12 In dieser Urkunde sind die Beteiligten nach ihrer rechtlichen Stellung aufgeführt. Das Kind ist dabei als eines der Beteiligten in einer gesonderten
Rubrik und ohne Vertreterzusatz eingetragen.
13 Im Anschluss daran werden in gesonderten Rubriken die von ihnen abgegebenen Erklärungen beschrieben.
14 Den sorgeberechtigten Elternteile werden allein die Erteilung des Ehenamens (Mutter) sowie die Einwilligung in die Namenserteilung (Vater)
zugeschrieben.
15 Demgegenüber findet sich als Erklärung des Kindes der Satz: Ich willige in die Erklärung ein.

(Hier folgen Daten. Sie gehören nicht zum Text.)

PR #11126, opened 2023-07-10
Fix: Build road/tram stop windows did not set WindowDesc::ini_key

JGRennison:
## Motivation / Problem

#10144 added a save/restore default window size button to the road/tram build station stop windows, but did not set WindowDesc::ini_key.
Saved default window sizes were therefore not persisted in the configuration file.

## Description

Set WindowDesc::ini_key for the above WindowDesc instances, such that these are persisted in the configuration file.

## Limitations

N/A

## Checklist for review

Some things are not automated, and forgotten often. This list is a reminder for the reviewers.
* The bug fix is important enough to be backported? (label: 'backport requested')
* This PR touches english.txt or translations? Check the [guidelines](https://github.com/OpenTTD/OpenTTD/blob/master/docs/eints.md)
* This PR affects the save game format? (label 'savegame upgrade')
* This PR affects the GS/AI API? (label 'needs review: Script API')
    * ai_changelog.hpp, gs_changelog.hpp need updating.
    * The compatibility wrappers (compat_*.nut) need updating.
* This PR affects the NewGRF API? (label 'needs review: NewGRF')
    * newgrf_debug_data.h may need updating.
    * [PR must be added to API tracker](https://wiki.openttd.org/en/Development/NewGRF/Specification%20Status)

PR #11131, opened 2023-07-12
Add: workflow and script for checking ini_key issues in WindowDesc entries

glx22:
## Motivation / Problem
WindowDesc::ini_key is used for saving prefered sticky state and size.
As #11126 showed, it's easy to forget to set WindowDesc::ini_key.
It's also easy to set it while not needed, and also to use duplicate ini_key values.

## Description
Make sure we catch potential issues before merge.
For each WindowDesc, the script gets name, ini_key (if any) and the nested widget array.
It validates uniqueness of ini_key value, then it checks if the nested widget array contains `WWT_DEFSIZEBOX` or `WWT_STICKYBOX` and validates ini_key is set only when required.

## Limitations
~~Current source has issues and the script will find them. So they need to be fixed first.~~

## Checklist for review

### DIFF
--- a/.github/windowdesc-ini-key.py
+++ b/.github/windowdesc-ini-key.py
@@ -1,0 +1,50 @@
+"""
+Script to scan the OpenTTD source-tree for ini_key issues in WindowDesc entries.
+"""
+
+import glob
+import os
+import re
+import sys
+
+
+def scan_source_files(path, ini_keys=None):
+    if ini_keys is None:
+        ini_keys = set()
+
+    errors = []
+
+    for new_path in glob.glob(f"{path}/*.cpp"):
+        if os.path.isdir(new_path):
+            errors.append(scan_source_files(new_path, ini_keys))
+            continue
+
+        with open(new_path) as fp:
+            output = fp.read()
+
+        for (name, ini_key, widgets) in re.findall(r"^static WindowDesc ([a-zA-Z0-9_]*).*?, (?:\"(.*?)\")?.*?,(?:\s+(.*?),){6}", output, re.S|re.M):
+            if ini_key:
+                if ini_key in ini_keys:
+                    errors.append(f"{new_path}: {name} ini_key is a duplicate")
+                ini_keys.add(ini_key)
+            widget = re.findall("static const (?:struct )?NWidgetPart " + widgets + ".*?(?:WWT_(DEFSIZE|STICKY)BOX.*?)?;", output, re.S)[0]
+            if widget and not ini_key:
+                errors.append(f"{new_path}: {name} has WWT_DEFSIZEBOX/WWT_STICKYBOX without ini_key")
+            if ini_key and not widget:
+                errors.append(f"{new_path}: {name} has ini_key without WWT_DEFSIZEBOX/WWT_STICKYBOX")
+
+    return errors
+
+
+def main():
+    errors = scan_source_files("src")
+
+    if errors:
+        print("\n".join(errors))
+        sys.exit(1)
+
+    print("OK")
+
+
+if __name__ == "__main__":
+    main()
--- a/.github/workflows/windowdesc-ini-key.yml
+++ b/.github/workflows/windowdesc-ini-key.yml
@@ -1,0 +1,24 @@
+name: WindowDesc ini_key
+
+on:
+  pull_request:
+    branches:
+    - master
+
+concurrency:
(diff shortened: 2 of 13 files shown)


glx22:
Before and after merge of #11126
image
image

.github/windowdesc-ini_key.py
```diff
@@ -0,0 +1,48 @@
...
+def scan_source_files(path, errors, ini_keys):
+    for new_path in glob.glob(f"{path}/*.cpp"):
+        if os.path.isdir(new_path):
+            errors.append(scan_source_files(new_path, errors, ini_keys))
+            continue
+
+        with open(new_path) as fp:
+            output = fp.read()
+
+        for windowdesc in re.findall(r"^static WindowDesc ([a-zA-Z0-9_]*).*?, (?:\"(.*?)\")?.*?,(?:\s+(.*?),){6}", output, re.S|re.M):
```
TrueBrain: `for (name, ini_key, widgets) ..` maybe?

.github/windowdesc-ini_key.py
```diff
@@ -0,0 +1,48 @@
+"""
+Script to scan the OpenTTD source-tree for ini_key issues in WindowDesc entries.
+"""
+
+import glob
+import os
+import re
+import sys
+
+def scan_source_files(path, errors, ini_keys):
```
TrueBrain: What you mostly see here, is that `ini_keys=None`, and the recursive call gives `ini_keys`. And then a line in this function:

```
if ini_keys is None:
  ini_keys = set()
```

This way, the outside doesn't know the inside of this function.

.github/windowdesc-ini_key.py
```diff
@@ -0,0 +1,48 @@
...
+                errors.append(f"{new_path}: {name} has WWT_DEFSIZEBOX/WWT_STICKYBOX without ini_key")
+            if ini_key and not widget:
+                errors.append(f"{new_path}: {name} has ini_key without WWT_DEFSIZEBOX/WWT_STICKYBOX")
+
+
+def main():
+    errors = []
+    ini_keys = set()
+
+    scan_source_files("src", errors, ini_keys)
```
TrueBrain: better to create `errors` inside the function, and return it. That is a lot cleaner Python-wise.

Don't worry about the "copies" you make for the recursive calls; it is really not worth mentioning in this context :)

.github/workflows/windowdesc_ini_key.yml
```diff
@@ -0,0 +1,22 @@
+name: WindowDesc ini_key
+
+on:
+  pull_request:
```
TrueBrain: missing `branches` part, as we would only want this to run when `master` is targetted (I would think)

.github/workflows/windowdesc_ini_key.yml
```diff
@@ -0,0 +1,22 @@
...
+    name: WindowDesc ini_key issues
+    runs-on: ubuntu-latest
+
+    steps:
+    - name: Checkout
+      uses: actions/checkout@v3
+
+    - name: Check for ini_key issues in WindowDesc entries
+      run: |
+        set -ex
```
TrueBrain: Please use `shell: bash` instead of any `set` inside a shell; let GitHub take care of the complexity called "bash" :D

.github/windowdesc-ini_key.py
```diff
@@ -0,0 +1,48 @@
+"""
+Script to scan the OpenTTD source-tree for ini_key issues in WindowDesc entries.
```
TrueBrain: this filename is a bit confusing, especially in a Python context. Either use `_` or `-`, but mixing them both seems off. Python prefers `_`, as you cannot include a `-` file :)

TrueBrain (commented):
Minor nitpicking on the Python; sorry, occupational hazard :)

.github/windowdesc-ini_key.py
glx22: Other scripts use `-`, so I think I'll follow them.

.github/workflows/windowdesc_ini_key.yml
glx22: I copied other workflows, so something to fix in them too.

glx22 (commented):
Will rework python functions.

TrueBrain (approved):

PR #11133, opened 2023-07-13
Change: Don't save industry history if cargo slot isn't used.

PeterN:
## Motivation / Problem

Industries have 16 slots which may produce cargo, and we save two months of production/transported history for each slot for each industry.

In many cases (dependent on NewGRFs), 14 of the 16 slots won't actually ever be used as cargo slot is CT_INVALID.

## Description

Skip saving history if the slot is CT_INVALID by setting the saved length to 0.

This avoids saving history of 16 slots per industry when in many cases (NewGRF dependent) only a couple are used.

Does not need a saveload bump as the loading code is already told how much data there is.

## Limitations

As savegames are compressed, this doesn't particularly save much space... on a 4096x4096 map with high industries the resultant file size difference is negli:ble.

Vanilla: 24,766,936 bytes
Patched: 24,760,648 bytes

This may be of more benefit with #10541, but... no idea.

## Checklist for review

### DIFF
--- a/src/saveload/industry_sl.cpp
+++ b/src/saveload/industry_sl.cpp
@@ -67,6 +67,12 @@ public:
 
 	void Save(Industry::ProducedCargo *p) const override
 	{
+		if (!IsValidCargoID(p->cargo)) {
+			/* Don't save any history if cargo slot isn't used. */
+			SlSetStructListLength(0);
+			return;
+		}
+
 		SlSetStructListLength(p->history.size());
 
 		for (auto &h : p->history) {


PeterN:
Oops, this should use IsValidCargoId() :-)

rubidium42 (approved):

ldpl:
Did a bit of testing, seems to be a slight improvement overall. Though uncompressed size doesn't add up, I'd expect about 32 * 2 * 14 = 896 bytes per industry reduction based on the description of this PR, but got 119 instead.
Screenshot from 2023-07-14 15-00-21

Timing patch:
[savetiming.txt](https://github.com/OpenTTD/OpenTTD/files/12049735/savetiming.txt)
Command: `./openttd -G 1 -g -v null:ticks=55000 && ls -lsa ~/.openttd/save/autosave/exit.sav`

PR #11136, opened 2023-07-14
Change: Allow DEL key to close windows when focused on a textbox

Kuhnovic:
## Motivation / Problem

The feature to close all windows using the DEL key is great. I found that it's especially helpful for new players. If they get a bit overwhelmed by the amount of menu's then you can panic-press DEL to get back to the main viewport.

However, when you are focused on a textbox, the keypress event of the DEL key is "stolen" and the hotkey corresponding to DEL does not work. It makes sense because deleting characters is more important, but it does make the user experience a bit less consistent.

## Description

After my changes the DEL will delete a character if this is possible, i.e. if there is at least one character after the caret. If not the keypress action "passes through" the function which triggers the hotkey associated with the DEL key (close all windows by default).

**I am aware that the hotkey can be changed to a key that doesn't get swallowed by the textbox. But I'm used to the DEL key now and I am stubborn.**

## Limitations

- Pressing and holding DEL will cause the entire string to be deleted one character at a time, and then the window suddenly closes.
- Right now this only works for DEL and BACKSPACE. For consistency we probably want something similar for other keys. First I want to see what the general opinion on this is.

## Checklist for review

### DIFF
--- a/src/textbuf.cpp
+++ b/src/textbuf.cpp
@@ -476,6 +476,7 @@ HandleKeyPressResult Textbuf::HandleKeyPress(WChar key, uint16 keycode)
 		case WKC_BACKSPACE: case WKC_DELETE:
 		case WKC_CTRL | WKC_BACKSPACE: case WKC_CTRL | WKC_DELETE:
 			edited = this->DeleteChar(keycode);
+			if (!edited) return HKPR_NOT_HANDLED;
 			break;
 
 		case WKC_LEFT: case WKC_RIGHT: case WKC_END: case WKC_HOME:


rubidium42:
I'm not so sure whether the window closing when pressing DEL one time too many is a better user experience than allowing DEL to (eventually) close all windows. After all, they might need to be pressing DEL hysterically before it closes all windows.

Having said that, just DEL for closing windows might have been a bad choice... but then both DEL and Ctrl-DEL are taken  by the textbox. Shift-DEL does work, but then I would expect Ctrl-DEL for the stronger behaviour given Ctrl is usually used for stronger/alternative behaviour in other parts of the game. Though that's is already taken by deleting all messages. And too bad that Alt is not really useful since that gets taken by some window managers, so doesn't even arrive into OpenTTD, especially when clicking.

PeterN:
Changing the behaviour of pressing DEL depending one what's in the textbox is a bad idea.

2TallTyler:
I agree with the above. I like the effort to improve the user experience, but we have enough inconsistency already. 😉 

We have a lot of stale PRs, so I am closing this one. I hope there are no hard feelings. If someone feels strongly in support of this PR, feel free to re-open and we can continue debating. 🙂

16 Nach dem Wortlaut der Urkunde kann deshalb nicht festgestellt werden, dass die gesetzlichen Vertreter in diese Erklärung des Kindes
eingewilligt haben.
17 Die Erklärung vom 13.8.2001 beinhaltet deshalb keine wirksame Namenserteilung.
18 Dieser Mangel ist auch nicht nachträglich geheilt worden. Es kann offen bleiben, ob eine solche Heilung überhaupt möglich ist.
19 In keinem Falle ist diese Heilung durch die Erklärung vom 21.3.2002 (Bl. 34) herbeigeführt worden.
20 Diese Erklärung enthält zwar nach ihrem Wortlaut eine Einwilligung in die Einwilligung des Kindes. Rechtlich betrachtet handelt es sich aber um
eine Genehmigung, denn mit dieser Erklärung soll nachträglich den sonstigen Erklärungen vom 13.8.2001 zugestimmt werden (§ 184 Abs. 1
BGB).
21 Da § 1618 BGB aber eine Einwilligung, also eine vorherige Zustimmung (§ 183 BGB) verlangt, ist diese Genehmigung nicht geeignet, den
Mangel der fehlenden Einwilligung zu heilen.
IV.
22 Die Kostenentscheidung ergibt sich aus § 13 a FGG, die Entscheidung über Beschwerdewert beruht auf § 30 KostO.